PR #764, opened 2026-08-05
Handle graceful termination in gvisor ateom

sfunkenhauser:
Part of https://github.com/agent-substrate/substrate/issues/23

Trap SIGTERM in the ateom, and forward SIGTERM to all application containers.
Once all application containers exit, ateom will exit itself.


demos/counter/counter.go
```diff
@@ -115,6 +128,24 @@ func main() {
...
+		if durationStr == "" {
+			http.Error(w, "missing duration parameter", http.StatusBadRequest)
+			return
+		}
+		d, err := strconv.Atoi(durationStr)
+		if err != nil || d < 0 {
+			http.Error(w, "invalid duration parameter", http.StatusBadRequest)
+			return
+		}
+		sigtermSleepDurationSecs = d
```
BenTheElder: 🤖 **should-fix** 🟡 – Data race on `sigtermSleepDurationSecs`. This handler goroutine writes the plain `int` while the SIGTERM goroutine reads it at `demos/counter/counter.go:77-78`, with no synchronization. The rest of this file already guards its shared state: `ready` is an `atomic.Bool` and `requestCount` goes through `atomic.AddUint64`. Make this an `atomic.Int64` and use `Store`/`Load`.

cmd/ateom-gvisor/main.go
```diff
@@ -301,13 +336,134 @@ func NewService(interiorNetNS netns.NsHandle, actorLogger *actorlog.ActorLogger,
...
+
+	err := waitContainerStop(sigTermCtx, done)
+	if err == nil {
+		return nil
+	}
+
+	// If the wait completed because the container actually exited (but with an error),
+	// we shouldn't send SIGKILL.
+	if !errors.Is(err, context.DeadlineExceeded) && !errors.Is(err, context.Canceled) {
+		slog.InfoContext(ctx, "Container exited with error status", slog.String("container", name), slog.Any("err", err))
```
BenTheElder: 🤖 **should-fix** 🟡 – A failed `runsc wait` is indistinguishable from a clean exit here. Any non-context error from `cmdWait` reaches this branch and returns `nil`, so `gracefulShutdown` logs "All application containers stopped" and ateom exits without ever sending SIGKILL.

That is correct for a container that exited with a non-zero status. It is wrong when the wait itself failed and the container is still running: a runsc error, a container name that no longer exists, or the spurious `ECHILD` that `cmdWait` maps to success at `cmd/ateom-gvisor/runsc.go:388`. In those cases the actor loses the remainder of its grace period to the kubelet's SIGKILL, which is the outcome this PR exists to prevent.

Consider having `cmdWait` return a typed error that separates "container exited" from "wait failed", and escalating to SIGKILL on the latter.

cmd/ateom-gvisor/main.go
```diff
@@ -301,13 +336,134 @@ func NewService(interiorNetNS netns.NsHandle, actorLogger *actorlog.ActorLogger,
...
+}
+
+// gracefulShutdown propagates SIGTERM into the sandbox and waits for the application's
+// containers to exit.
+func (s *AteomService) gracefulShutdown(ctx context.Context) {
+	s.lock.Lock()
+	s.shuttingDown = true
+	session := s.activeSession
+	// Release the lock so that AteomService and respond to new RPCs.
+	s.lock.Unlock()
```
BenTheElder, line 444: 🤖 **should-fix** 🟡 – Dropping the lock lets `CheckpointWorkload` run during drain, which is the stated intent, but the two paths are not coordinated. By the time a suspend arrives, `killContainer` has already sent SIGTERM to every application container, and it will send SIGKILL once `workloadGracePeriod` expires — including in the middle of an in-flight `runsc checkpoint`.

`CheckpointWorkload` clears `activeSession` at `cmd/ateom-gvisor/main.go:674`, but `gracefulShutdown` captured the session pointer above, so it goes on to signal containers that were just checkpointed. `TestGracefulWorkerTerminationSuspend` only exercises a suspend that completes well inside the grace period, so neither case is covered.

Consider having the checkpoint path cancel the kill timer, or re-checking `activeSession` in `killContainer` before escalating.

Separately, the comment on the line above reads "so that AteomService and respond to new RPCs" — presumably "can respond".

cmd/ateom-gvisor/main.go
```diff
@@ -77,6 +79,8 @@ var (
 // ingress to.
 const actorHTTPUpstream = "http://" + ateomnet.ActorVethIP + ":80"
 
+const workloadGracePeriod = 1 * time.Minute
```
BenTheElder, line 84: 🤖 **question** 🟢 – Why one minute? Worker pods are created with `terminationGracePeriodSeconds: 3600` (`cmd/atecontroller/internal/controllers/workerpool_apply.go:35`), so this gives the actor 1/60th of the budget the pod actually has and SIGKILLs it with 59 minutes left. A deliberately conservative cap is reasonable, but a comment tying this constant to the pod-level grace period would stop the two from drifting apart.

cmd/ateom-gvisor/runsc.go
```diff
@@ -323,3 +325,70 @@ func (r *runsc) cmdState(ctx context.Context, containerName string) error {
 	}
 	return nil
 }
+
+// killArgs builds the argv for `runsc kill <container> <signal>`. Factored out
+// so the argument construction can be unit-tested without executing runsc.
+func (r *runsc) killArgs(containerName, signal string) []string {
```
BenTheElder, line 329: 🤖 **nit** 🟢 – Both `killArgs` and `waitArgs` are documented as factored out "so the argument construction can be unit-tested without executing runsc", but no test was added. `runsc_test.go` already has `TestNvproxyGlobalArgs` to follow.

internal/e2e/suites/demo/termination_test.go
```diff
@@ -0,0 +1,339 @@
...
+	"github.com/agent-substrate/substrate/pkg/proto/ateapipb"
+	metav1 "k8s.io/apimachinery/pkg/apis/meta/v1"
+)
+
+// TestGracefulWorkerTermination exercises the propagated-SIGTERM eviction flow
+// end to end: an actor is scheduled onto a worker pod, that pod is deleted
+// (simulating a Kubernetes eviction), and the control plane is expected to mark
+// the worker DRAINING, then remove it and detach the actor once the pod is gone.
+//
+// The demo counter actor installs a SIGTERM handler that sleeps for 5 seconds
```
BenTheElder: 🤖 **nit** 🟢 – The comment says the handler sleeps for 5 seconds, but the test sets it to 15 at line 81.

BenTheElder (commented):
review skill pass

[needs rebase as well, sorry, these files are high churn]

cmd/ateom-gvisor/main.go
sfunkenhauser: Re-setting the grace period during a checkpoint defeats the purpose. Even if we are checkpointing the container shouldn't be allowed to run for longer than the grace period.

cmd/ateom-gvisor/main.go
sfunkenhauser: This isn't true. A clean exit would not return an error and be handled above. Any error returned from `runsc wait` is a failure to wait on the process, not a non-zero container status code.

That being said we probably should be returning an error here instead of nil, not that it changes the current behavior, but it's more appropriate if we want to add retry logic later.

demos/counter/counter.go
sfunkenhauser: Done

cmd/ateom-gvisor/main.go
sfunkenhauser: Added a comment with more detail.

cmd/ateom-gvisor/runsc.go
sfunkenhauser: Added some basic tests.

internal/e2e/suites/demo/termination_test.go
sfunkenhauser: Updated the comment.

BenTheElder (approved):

* * *

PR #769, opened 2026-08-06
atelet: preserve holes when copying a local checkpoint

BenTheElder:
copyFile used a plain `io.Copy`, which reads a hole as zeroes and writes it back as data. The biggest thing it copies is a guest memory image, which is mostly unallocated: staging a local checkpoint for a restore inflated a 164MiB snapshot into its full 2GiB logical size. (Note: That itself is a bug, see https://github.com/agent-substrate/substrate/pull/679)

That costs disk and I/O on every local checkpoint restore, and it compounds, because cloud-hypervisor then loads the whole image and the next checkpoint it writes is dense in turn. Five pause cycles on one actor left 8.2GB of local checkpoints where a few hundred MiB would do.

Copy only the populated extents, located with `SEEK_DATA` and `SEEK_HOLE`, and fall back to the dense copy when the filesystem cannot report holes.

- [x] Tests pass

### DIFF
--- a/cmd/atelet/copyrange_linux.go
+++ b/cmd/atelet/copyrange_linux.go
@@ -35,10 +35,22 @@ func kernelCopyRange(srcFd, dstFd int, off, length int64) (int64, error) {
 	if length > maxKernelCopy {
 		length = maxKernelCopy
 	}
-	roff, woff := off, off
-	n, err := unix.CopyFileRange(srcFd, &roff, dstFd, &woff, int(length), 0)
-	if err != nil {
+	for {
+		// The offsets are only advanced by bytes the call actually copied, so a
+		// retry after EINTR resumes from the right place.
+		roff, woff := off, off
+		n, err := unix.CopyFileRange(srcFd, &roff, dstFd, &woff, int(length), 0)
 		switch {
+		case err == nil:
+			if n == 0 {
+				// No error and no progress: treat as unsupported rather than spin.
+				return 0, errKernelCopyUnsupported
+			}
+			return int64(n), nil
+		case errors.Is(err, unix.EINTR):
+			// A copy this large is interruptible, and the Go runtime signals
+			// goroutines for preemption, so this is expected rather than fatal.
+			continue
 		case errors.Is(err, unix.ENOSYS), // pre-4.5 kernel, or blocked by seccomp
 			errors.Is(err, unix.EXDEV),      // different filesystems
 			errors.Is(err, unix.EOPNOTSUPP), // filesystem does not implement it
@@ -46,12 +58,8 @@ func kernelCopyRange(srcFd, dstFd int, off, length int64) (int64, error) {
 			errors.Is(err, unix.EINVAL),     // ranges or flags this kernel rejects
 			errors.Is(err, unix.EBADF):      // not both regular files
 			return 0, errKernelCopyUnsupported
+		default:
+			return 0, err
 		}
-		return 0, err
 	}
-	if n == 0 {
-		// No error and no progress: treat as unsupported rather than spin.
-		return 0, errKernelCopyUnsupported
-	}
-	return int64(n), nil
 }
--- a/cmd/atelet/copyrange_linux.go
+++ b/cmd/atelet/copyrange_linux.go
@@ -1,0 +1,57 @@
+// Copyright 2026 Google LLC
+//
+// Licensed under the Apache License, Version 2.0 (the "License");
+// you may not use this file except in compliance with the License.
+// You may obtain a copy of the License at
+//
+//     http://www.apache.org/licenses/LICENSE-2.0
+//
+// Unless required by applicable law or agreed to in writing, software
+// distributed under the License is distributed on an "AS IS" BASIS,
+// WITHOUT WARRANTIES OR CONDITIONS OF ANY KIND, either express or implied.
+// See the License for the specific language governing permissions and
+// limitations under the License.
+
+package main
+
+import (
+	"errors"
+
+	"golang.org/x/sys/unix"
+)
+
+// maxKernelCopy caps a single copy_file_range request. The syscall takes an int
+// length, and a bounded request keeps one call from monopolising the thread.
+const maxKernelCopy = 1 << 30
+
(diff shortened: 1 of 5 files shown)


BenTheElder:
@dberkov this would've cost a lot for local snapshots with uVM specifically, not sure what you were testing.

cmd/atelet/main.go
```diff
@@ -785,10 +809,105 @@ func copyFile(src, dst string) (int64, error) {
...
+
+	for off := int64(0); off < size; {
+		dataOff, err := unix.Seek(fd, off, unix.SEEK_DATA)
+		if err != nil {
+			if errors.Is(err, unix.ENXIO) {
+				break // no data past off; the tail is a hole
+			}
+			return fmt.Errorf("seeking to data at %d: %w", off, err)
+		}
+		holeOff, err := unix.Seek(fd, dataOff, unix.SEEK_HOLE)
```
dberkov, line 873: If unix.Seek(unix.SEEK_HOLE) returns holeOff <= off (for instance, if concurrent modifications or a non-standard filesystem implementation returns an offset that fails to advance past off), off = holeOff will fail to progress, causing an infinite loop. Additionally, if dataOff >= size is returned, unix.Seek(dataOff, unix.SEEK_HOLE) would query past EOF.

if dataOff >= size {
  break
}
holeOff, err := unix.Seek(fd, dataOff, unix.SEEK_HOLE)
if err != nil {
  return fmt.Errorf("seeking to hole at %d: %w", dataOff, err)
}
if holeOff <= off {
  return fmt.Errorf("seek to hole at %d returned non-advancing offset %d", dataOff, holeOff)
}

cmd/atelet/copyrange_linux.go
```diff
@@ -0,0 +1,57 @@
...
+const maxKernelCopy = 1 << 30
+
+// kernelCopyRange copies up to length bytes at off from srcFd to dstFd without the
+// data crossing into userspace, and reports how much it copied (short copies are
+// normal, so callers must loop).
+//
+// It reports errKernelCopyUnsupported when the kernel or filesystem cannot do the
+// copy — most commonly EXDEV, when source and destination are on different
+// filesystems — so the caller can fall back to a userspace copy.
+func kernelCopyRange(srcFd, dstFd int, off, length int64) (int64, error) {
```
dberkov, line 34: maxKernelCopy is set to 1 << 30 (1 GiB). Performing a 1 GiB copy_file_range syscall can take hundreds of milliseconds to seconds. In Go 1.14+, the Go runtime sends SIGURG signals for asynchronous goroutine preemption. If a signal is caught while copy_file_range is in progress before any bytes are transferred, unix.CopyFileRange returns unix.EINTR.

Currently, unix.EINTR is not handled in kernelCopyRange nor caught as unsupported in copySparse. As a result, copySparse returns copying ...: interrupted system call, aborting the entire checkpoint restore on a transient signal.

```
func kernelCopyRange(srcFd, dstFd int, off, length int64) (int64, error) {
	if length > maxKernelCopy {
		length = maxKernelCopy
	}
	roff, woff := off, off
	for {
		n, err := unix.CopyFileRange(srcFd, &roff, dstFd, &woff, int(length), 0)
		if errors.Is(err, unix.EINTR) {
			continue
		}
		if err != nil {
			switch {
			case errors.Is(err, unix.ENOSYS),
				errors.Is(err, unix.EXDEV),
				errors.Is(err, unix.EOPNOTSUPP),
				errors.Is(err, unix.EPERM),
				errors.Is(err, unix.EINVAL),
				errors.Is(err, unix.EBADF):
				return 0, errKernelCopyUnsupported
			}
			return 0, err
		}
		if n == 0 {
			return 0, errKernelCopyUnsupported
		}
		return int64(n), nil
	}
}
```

---

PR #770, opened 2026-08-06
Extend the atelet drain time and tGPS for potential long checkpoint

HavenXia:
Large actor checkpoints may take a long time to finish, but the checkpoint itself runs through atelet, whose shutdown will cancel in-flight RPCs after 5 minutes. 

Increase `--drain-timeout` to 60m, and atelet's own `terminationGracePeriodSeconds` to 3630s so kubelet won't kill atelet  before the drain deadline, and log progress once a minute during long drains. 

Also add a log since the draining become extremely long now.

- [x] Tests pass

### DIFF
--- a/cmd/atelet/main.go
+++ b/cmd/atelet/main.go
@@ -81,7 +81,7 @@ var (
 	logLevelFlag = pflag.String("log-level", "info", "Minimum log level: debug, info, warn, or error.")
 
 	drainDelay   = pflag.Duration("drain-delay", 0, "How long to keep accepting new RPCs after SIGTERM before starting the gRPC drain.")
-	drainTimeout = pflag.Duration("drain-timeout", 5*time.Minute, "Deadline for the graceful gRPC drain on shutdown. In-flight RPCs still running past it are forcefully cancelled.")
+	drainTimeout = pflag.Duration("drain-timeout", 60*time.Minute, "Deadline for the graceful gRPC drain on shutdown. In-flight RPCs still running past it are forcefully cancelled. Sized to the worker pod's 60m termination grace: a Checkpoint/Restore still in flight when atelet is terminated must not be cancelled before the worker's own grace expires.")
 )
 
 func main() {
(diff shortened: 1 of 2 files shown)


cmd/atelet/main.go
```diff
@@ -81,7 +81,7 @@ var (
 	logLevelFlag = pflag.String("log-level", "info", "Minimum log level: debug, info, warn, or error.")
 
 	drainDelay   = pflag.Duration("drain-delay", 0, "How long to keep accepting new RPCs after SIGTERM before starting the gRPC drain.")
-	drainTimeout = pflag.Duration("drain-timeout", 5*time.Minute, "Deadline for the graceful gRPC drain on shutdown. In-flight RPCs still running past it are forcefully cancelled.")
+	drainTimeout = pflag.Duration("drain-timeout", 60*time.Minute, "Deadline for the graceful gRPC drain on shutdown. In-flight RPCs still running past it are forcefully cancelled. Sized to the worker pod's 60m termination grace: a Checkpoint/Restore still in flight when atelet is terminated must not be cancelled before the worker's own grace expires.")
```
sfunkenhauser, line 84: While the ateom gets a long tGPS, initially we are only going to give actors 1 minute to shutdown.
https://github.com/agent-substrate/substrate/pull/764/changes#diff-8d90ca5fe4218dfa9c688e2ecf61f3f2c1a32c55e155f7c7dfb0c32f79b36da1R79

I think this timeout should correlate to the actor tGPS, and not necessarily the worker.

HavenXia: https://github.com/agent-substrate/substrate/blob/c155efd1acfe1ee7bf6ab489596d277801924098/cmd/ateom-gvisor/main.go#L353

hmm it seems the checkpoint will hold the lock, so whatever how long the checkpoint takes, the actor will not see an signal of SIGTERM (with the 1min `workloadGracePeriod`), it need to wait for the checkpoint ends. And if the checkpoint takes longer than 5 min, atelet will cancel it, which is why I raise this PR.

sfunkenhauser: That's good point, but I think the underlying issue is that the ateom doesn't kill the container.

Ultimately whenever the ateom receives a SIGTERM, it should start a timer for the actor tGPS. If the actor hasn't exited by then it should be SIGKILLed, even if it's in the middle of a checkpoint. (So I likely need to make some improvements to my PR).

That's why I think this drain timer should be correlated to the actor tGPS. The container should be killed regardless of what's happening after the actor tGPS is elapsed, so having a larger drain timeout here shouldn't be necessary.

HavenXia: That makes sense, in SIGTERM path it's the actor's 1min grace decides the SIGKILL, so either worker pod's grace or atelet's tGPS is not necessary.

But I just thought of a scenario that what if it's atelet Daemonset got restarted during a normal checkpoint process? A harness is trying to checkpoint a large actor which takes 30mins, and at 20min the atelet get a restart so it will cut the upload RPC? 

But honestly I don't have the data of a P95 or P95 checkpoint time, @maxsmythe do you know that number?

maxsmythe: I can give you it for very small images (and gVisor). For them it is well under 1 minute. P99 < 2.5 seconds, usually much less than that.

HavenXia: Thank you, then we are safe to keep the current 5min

### To do
From the entries, report each line that includes the word "different".

### Solution for this exercise
 			errors.Is(err, unix.EXDEV),      // different filesystems
+// copy — most commonly EXDEV, when source and destination are on different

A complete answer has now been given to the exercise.